David Brigada picture David Brigada · Dec 18, 2011

I think you're trying to over-engineer this problem. The epoll architecture in Linux was intended for situations where you have thousands of concurrent connections. In these kinds of cases, the overhead by the way the poll and select system calls are defined will be the main bottleneck in a server. The decision to use poll or select vs. epoll is based on the number of connections, not the amount of data.

For what you're doing, it seems as though the humans at your editing system would go insane after you hit a few dozen concurrent editors. Using epoll will probably make you go crazy; they play a few tricks with the API to squeeze out the extra performance, and you have to be very careful processing the information you get back from the calls.

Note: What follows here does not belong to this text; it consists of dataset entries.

PR #49, opened 2020-11-22
Add IPRange, IPRangeSet & friends to work on sets of prefixes/ranges

bradfitz:
Not done, but you can see where I'm going. Just need to map ranges to a covering of `[]IPPrefix` now.

/cc @josharian @danderson @mdlayher @crawshaw

### DIFF
--- a/netaddr.go
+++ b/netaddr.go
@@ -11,7 +11,9 @@ import (
 	"bytes"
 	"errors"
 	"fmt"
+	"log"
 	"net"
+	"sort"
 	"strconv"
 	"strings"
 	"sync"
@@ -45,7 +47,7 @@ type ipImpl interface {
 	is4() bool
 	is6() bool
 	is4in6() bool
-	as16() [16]byte
+	as16() ip16
 	// prefix is the type-specific implementation of IP.Prefix.
 	prefix(uint8) (IPPrefix, error)
 	String() string
@@ -56,8 +58,8 @@ type v4Addr [4]byte
 func (v4Addr) is4() bool    { return true }
 func (v4Addr) is6() bool    { return false }
 func (v4Addr) is4in6() bool { return false }
-func (ip v4Addr) as16() [16]byte {
-	return [16]byte{
+func (ip v4Addr) as16() ip16 {
+	return ip16{
 		10: 0xff,
 		11: 0xff,
 		12: ip[0],
@@ -92,10 +94,10 @@ const (
 
 type v6Addr [16]byte
 
-func (v6Addr) is4() bool         { return false }
-func (v6Addr) is6() bool         { return true }
-func (ip v6Addr) is4in6() bool   { return string(ip[:len(mapped4Prefix)]) == mapped4Prefix }
-func (ip v6Addr) as16() [16]byte { return ip }
+func (v6Addr) is4() bool       { return false }
+func (v6Addr) is6() bool       { return true }
+func (ip v6Addr) is4in6() bool { return string(ip[:len(mapped4Prefix)]) == mapped4Prefix }
+func (ip v6Addr) as16() ip16   { return ip16(ip) }
 func (ip v6Addr) prefix(bits uint8) (IPPrefix, error) {
 	if bits > 128 {
 		return IPPrefix{}, fmt.Errorf("netaddr: prefix length %d too large for IP address family", bits)
@@ -288,35 +290,47 @@ func (ip IP) Zone() string {
 	return ""
 }
 
-// Less reports whether ip sorts before ip2.
-// IP addresses sort first by length, then their address.
-// IPv6 addresses with zones sort just after the same address without a zone.
-func (ip IP) Less(ip2 IP) bool {
+// Compare returns an integer comparing two IPs.
+// The result will be 0 if ip==ip2, -1 if ip < ip2, and +1 if ip > ip2.
+// The definition of "less than" is the same as the IP.Less method.
+func (ip IP) Compare(ip2 IP) int {
 	a, b := ip, ip2
 	// Zero value sorts first.
 	if a.ipImpl == nil {
-		return b.ipImpl != nil
+		if b.ipImpl == nil {
+			return 0
+		}
+		return -1
 	}
 	if b.ipImpl == nil {
-		return false
+		return 1
 	}
 
 	a4, b4 := a.Is4(), b.Is4()
 	if a4 != b4 {
-		// When address families differ, IPv4 sorts first.
-		return a4
+		if a4 {
+			return -1
+		}
+		return 1
 	}
 
 	aa, ba := a.As16(), b.As16()
-	switch bytes.Compare(aa[:], ba[:]) {
-	case -1:
-		return true
-	case 1:
-		return false
-	default: // case 0 (bytes.Compare only returns -1, 1, or 0)
-		return !a4 && a.Zone() < b.Zone()
+	c := bytes.Compare(aa[:], ba[:])
+	if c == 0 && !a4 {
+		za, zb := a.Zone(), b.Zone()
+		if za < zb {
+			c = -1
+		} else if za > zb {
+			c = 1
+		}
 	}
+	return c
 }
+
+// Less reports whether ip sorts before ip2.
+// IP addresses sort first by length, then their address.
+// IPv6 addresses with zones sort just after the same address without a zone.
+func (ip IP) Less(ip2 IP) bool { return ip.Compare(ip2) == -1 }
 
 // ipZone returns the standard library net.IP from ip, as well
 // as the zone.
@@ -715,6 +729,17 @@ func (p IPPrefix) Masked() IPPrefix {
 	return IPPrefix{}
 }
 
+// Range returns the inclusive range of IPs that p covers.
+//
+// If p is zero or otherwise invalid, Range returns the zero value.
+func (p IPPrefix) Range() IPRange {
+	p = p.Masked()
+	if p.IsZero() {
+		return IPRange{}
+	}
+	return IPRange{From: p.IP, To: p.LastIP()}
+}
+
 // IPNet returns the net.IPNet representation of an IPPrefix.
 // The returned value is always non-nil.
 // Any zone identifier is dropped in the conversion.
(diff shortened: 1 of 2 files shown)


josharian:
Is this intended to replace the Cilium manipulation code I started hacking on on Friday?

bradfitz:
It could. I needed a fun little exercise last night and had been thinking about it.

bradfitz:
Okay, PTAL. The hard bits are all done now and the main function we need (albeit with a kinda ugly signature) is now there with tests. There are some API decisions to make, though:

* export `IPRange`? ... useful on its own probably?
* make a new IPRangeSet type that's opaque with methods like:
   - `func (s *IPRangeSet) AddPrefix(p IPPrefix)`
   - `func (s *IPRangeSet) AddRange(r IPRange)`
   - `func (s *IPRangeSet) Add(b IPRangeSet)`
   - `func (s *IPRangeSet) Sub(b IPRangeSet)`
   - `func (s *IPRangeSet) Prefixes() []IPPrefix`
   - `func (s *IPRangeSet) Ranges() []IPRange`
   - `func (s *IPRangeSet) Matcher() (contains func(IP) bool)` (could generate an optimized matcher for re-use, like `strings.NewReplacer`, `regexp.Compile`, etc)

If that API sounds good, doing it is easy now that all the necessary code is in this draft PR at this point (just unexported).

I could also unify some of the various code internally (use `ip16` type for more things, unify the `IPPrefix.Masked` impl, etc)

netaddr.go
```diff
@@ -846,3 +848,297 @@ func (p *IPPrefix) UnmarshalText(text []byte) error {
...
+// prefixes with all the 'remove' prefixes removed.
+func MergeRemovePrefixes(add, remove []IPPrefix) []IPPrefix {
+	var out []IPPrefix
+	for _, ipr := range mergeRemoveRanges(add, remove) {
+		out = append(out, ipr.Prefixes()...)
+	}
+	return out
+}
+
+// TODO: export this?
```
crawshaw, line 886: SGTM

crawshaw (commented):
Started reading through the logic, so far looks good though it would be nice if there were some more robust way to measure the effects. Maybe a random walk through the API you're proposing.

Re: APIs: the one you propose is much easier to think about than the one currently in the PR, so +1 to exporting IPRange.

netaddr.go
```diff
@@ -846,3 +848,297 @@ func (p *IPPrefix) UnmarshalText(text []byte) error {
 func (p IPPrefix) String() string {
 	return fmt.Sprintf("%s/%d", p.IP, p.Bits)
 }
+
+// LastIP returns the last IP in the prefix.
```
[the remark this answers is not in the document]
bradfitz: done

netaddr.go
```diff
@@ -288,6 +289,42 @@ func (ip IP) Zone() string {
 	return ""
 }
 
+// Compare returns an integer comparing two IPs. The result will be 0 if ip==ip2, -1 if ip < ip2, and +1 if ip > ip2.
+// The definition of "less than" is the same as the IP.Less method.
```
crawshaw, line 293: Any reason not to replace the implementation of Less with `return ip.Compare(ip2) == -1`?

netaddr.go
```diff
@@ -846,3 +894,374 @@ func (p *IPPrefix) UnmarshalText(text []byte) error {
...
+func (ip *ip16) clear(bit uint8) {
+	i, s := bit/8, 7-(bit%8)
+	ip[i] &^= 1 << s
+}
+
+// lastWithBitZero returns a copy of ip with the given bit
+// cleared and the following all set.
+func (ip ip16) lastWithBitZero(bit uint8) ip16 {
+	ip.clear(bit)
+	for ; bit < 128; bit++ {
```
crawshaw, line 971: The potential optimization here made me go searching for a Go bit vector package, but amazingly, there doesn't seem to be a good one? Hard to believe.

josharian: Using encoding/binary and then math/bits should generate pretty good code.

josharian (commented):
I look forward to reviewing later today. Quick response in the meantime...

netaddr.go
bradfitz: done.

netaddr.go
bradfitz: done

netaddr.go
bradfitz: Can optimize later.

bradfitz:
Ready for review.

crawshaw (approved):
Very nice!

netaddr.go
```diff
@@ -846,3 +871,422 @@ func (p *IPPrefix) UnmarshalText(text []byte) error {
 func (p IPPrefix) String() string {
 	return fmt.Sprintf("%s/%d", p.IP, p.Bits)
 }
+
+// LastIP returns the last IP in the prefix.
+func (p IPPrefix) LastIP() IP {
```
danderson, line 876: Bit weird to have this exported by itself. Maybe pair with FirstIP if you want this to be a public API? Or unexport.

netaddr.go
```diff
@@ -846,3 +871,422 @@ func (p *IPPrefix) UnmarshalText(text []byte) error {
...
+	// It must have the same address family (IPv4 vs IPv6) as From
+	// and be greater than or equal to From.
+	// To is an inclusive bound; it is included in the set.
+	To IP
+}
+
+// Valid reports whether r.From and r.To are both non-zero and obey
+// the documented requirements: address families match, and From is
+// less than or equal to To.
+func (r IPRange) Valid() bool {
```
mdlayher, line 917: Good call, I was going to ask why From/To were exported if the less-than invariant must hold. Can you think of any use case in particular where someone would construct an IPRange manually without a constructor function? If not, it seems tempting to me to unexport the fields.

netaddr.go
```diff
@@ -846,3 +871,422 @@ func (p *IPPrefix) UnmarshalText(text []byte) error {
 func (p IPPrefix) String() string {
 	return fmt.Sprintf("%s/%d", p.IP, p.Bits)
 }
+
+// LastIP returns the last IP in the prefix.
+func (p IPPrefix) LastIP() IP {
+	if p.IP.IsZero() {
+		return IP{}
+	}
+	a16 := p.IP.As16()
```
danderson, line 880: I have some bit twiddling math in wgengine/filter that would work a treat on these functions. Will send a followup PR to port things over.

netaddr.go
```diff
@@ -846,3 +871,422 @@ func (p *IPPrefix) UnmarshalText(text []byte) error {
...
+	} else {
+		return IPv6Raw(a16) // doesn't unmap
+	}
+}
+
+// IPRange represents an inclusive range of IP addresses
+// from the same address family.
+type IPRange struct {
+	// From is the starting IP address in the range.
+	// It must have the same address family (IPv4 vs IPv6) as To
```
danderson, line 902: What happens if the contract is violated? AFAICT from below, we return a zero-ish value rather than, say, panic. Would be nice to document here.

netaddr.go
```diff
@@ -846,3 +871,422 @@ func (p *IPPrefix) UnmarshalText(text []byte) error {
...
+	// and be less than or equal to To.
+	// From is an inclusive bound; it is included in the set.
```
danderson, line 904: included in the range, not set. Same for To's docstring.

mdlayher (commented):
LGTM. Definitely some complex code going in here, but that's to be expected with this sort of low-level bit manipulation. Did you run go-fuzz on this by chance?

netaddr.go
```diff
@@ -846,3 +871,422 @@ func (p *IPPrefix) UnmarshalText(text []byte) error {
...
+	} else {
+		ok = subOne(a[:], 15)
+	}
+	if ok {
+		return ipFrom16Match(ip, a)
+	}
+	return IP{}
+}
+
+// IPRangeSet represents a set of IPRanges.
```
danderson, line 1086: Could call this just IPSet, since those are the semantics being implemented. The fact that it's IPRanges on the inside is irrelevant.

netaddr.go
```diff
@@ -846,3 +871,422 @@ func (p *IPPrefix) UnmarshalText(text []byte) error {
...
+		}
+		if p.start {
+			log.Printf(" {  %-15s %s\n", p.ip, emo)
+		} else {
+			log.Printf("  } %-15s %s\n", p.ip, emo)
+		}
+	}
+}
+
+// Ranges removes the minimum and sorted set of IP
```
danderson, line 1165: returns, not removes.

danderson (commented):
Some API thoughts, mostly. Could be made much faster, but correct >> fast. Nice!

netaddr.go
bradfitz: Oh, I meant to unexport this once I added the Range method.

netaddr.go
bradfitz: updated docs a bit.

netaddr.go
bradfitz: done.

netaddr.go
bradfitz: Well, we have IPPort already that's also with two exported fields. Felt consistent?

netaddr.go
bradfitz: done.

netaddr.go
bradfitz: Also IPPrefix, which can have invalid values (bits over 128) from literal construction.

netaddr.go
```diff
@@ -846,3 +871,422 @@ func (p *IPPrefix) UnmarshalText(text []byte) error {
...
+// set and the following all cleared.
+func (ip ip16) firstWithBitOne(bit uint8) ip16 {
+	ip.set(bit)
+	for ; bit < 128; bit++ {
+		ip.clear(bit)
+	}
+	return ip
+}
+
+// prefixMaker returns a address-family-corrected IPPrefix from ip16 and bits,
```
josharian, line 964: an

netaddr.go
```diff
@@ -846,3 +871,422 @@ func (p *IPPrefix) UnmarshalText(text []byte) error {
...
+}
+
+func appendRangePrefixes(dst []IPPrefix, makePrefix prefixMaker, a16, b16 ip16) []IPPrefix {
+	common := uint8(0)
+	for common < 128 && a16.bitSet(common) == b16.bitSet(common) {
+		common++
+	}
+	// See whether a16 and b16, after their common shared bits, end
+	// in all zero bits or all one bits, respectively.
+	aAllZero, bAllSet := true, true
```
josharian, line 997: This can be a single bool; you can combine the following two loops.

```go
allZeroOne := true
for i := common; i < 128; i++ {
  if a16.bitSet(i) || !b16.bitSet(i) {
    allZeroOne = false
    break
  }
}
```

netaddr.go
```diff
@@ -846,3 +871,422 @@ func (p *IPPrefix) UnmarshalText(text []byte) error {
...
+		// (a16 being 10.50.0.0 and b16 being 10.50.255.255)
+		return append(dst, makePrefix(a16, common))
+	}
+	// Otherwise recursively do both halves.
+	dst = appendRangePrefixes(dst, makePrefix, a16, a16.lastWithBitZero(common+1))
+	dst = appendRangePrefixes(dst, makePrefix, b16.firstWithBitOne(common+1), b16)
+	return dst
+}
+
+func addOne(a []byte, i int) bool {
```
josharian, line 1021: This is fine as-is, but an alternative is to accept just a byte slice and use the end of the slice to locate i. Then reslice to recurse (or better make iterative). Then call sites look like `addOne(a[12:15])` instead of `addOne(a[12:], 3)`, which strikes me as a bit clearer.

josharian: It's a pity math/big.nat isn't exported, 'cause it'd be perfect for a lot of these operations. Inc, AndNot, etc.

netaddr.go
```diff
@@ -846,3 +871,422 @@ func (p *IPPrefix) UnmarshalText(text []byte) error {
...
+		return ipFrom16Match(ip, a)
+	}
+	return IP{}
+}
+
+// IPRangeSet represents a set of IPRanges.
+//
+// The zero value is a valid value representing a set of no IP ranges.
+//
+// The Add and Remove methods add or remove ranges to the set.  Add
```
josharian, line 1090: remove double space after period

netaddr.go
```diff
@@ -846,3 +871,422 @@ func (p *IPPrefix) UnmarshalText(text []byte) error {
...
+// methods should be called first, as a remove operation does nothing
```
josharian, line 1091: This makes me a bit nervous. It seems too easy to misuse as an API. Maybe make the invariant stronger: Calling Remove after calling Add causes a panic. Or put another way: You must add all desired ranges, then remove any undesired ranges.

netaddr.go
```diff
@@ -846,3 +871,422 @@ func (p *IPPrefix) UnmarshalText(text []byte) error {
...
+	})
+	const debug = false
+	if debug {
+		log.Printf("post-sort:")
+		debugLogPoints(points)
+		log.Printf("merging...")
+	}
+
+	// Now build 'want', like points but with "remove" ranges removed
+	// and adjancent blocks merged, and all elements alternating between
```
josharian, line 1198: adjacent

netaddr.go
```diff
@@ -846,3 +871,422 @@ func (p *IPPrefix) UnmarshalText(text []byte) error {
...
+			From: want[i].ip,
+			To:   want[i+1].ip,
+		})
+	}
+	return out
+}
+
+// Prefixes returns the minimum and sorted set of IP prefixes
+// that covers s.
+// returning a new slice of prefixes that covers all of the given 'add'
```
josharian, line 1284: delete two stray lines?

josharian (commented):
Nice.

This sort of application sounds like it would be network-I/O-bound instead of CPU-bound. I would try writing it as a single-threaded server with poll first. When you receive new text, buffer it for your clients if necessary, and then send it out when the socket accepts write calls. Use non-blocking I/O; the only call you want to block is the poll call.

If you are doing a significant amount of processing on the data after receiving it, but before sending it back out to clients, then you could benefit from multi-threading. Write the single-threaded version first, then if you are CPU-bound (check using top) and most of the CPU time is spent in the functions where you are doing data processing (check using gprof), add multithreading to do the data processing.

If you want, you can use pipes or Unix-domain sockets inside the program for communication between the different threads---in this way everything in the main thread can be event-driven and handled through poll. Alternatively, with this model, you could even use multiple processes with fork instead of multiple threads.